STORED DATA below:
PR #1226, opened 2022-09-28
updates to LISDF conversion script

tomsilver:
we now split the joint array into alternating arm joint space paths and gripper actuations.

### DIFF
--- a/scripts/eval_trajectory_to_lisdf.py
+++ b/scripts/eval_trajectory_to_lisdf.py
@@ -12,12 +12,15 @@ Then run this script:
         --output /tmp/pybullet_blocks__oracle__0________task1.json
 """
 import argparse
+from typing import List, Tuple
 
 import dill as pkl
 import numpy as np
 import pybullet as p
-from lisdf.planner_output.command import JointSpacePath
+from lisdf.planner_output.command import ActuateGripper, GripperPosition, \
+    JointSpacePath
 from lisdf.planner_output.plan import LISDFPlan
+from numpy.typing import NDArray
 
 from predicators import utils
 from predicators.pybullet_helpers.robots import \
@@ -45,7 +48,7 @@ def _main() -> None:
         traj_data = pkl.load(f)
 
     ll_traj = traj_data["trajectory"]
-    joint_arr = np.array([a.arr for a in ll_traj.actions], dtype=float)
+    joint_arr = np.array([a.arr for a in ll_traj.actions], dtype=np.float32)
     robot_name = traj_data["pybullet_robot"]
     # Create an instance of the robot with default position values so that we
     # can extract the joint names.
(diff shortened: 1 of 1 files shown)


scripts/eval_trajectory_to_lisdf.py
End of STORED DATA.
[WHAT YOU WILL DO] Output, exactly and with nothing else, the lines from the line containing "# Create an" to the end of the entries.

[SOLUTION TO THIS EXERCISE]
     # Create an instance of the robot with default position values so that we
     # can extract the joint names.
(diff shortened: 1 of 1 files shown)


scripts/eval_trajectory_to_lisdf.py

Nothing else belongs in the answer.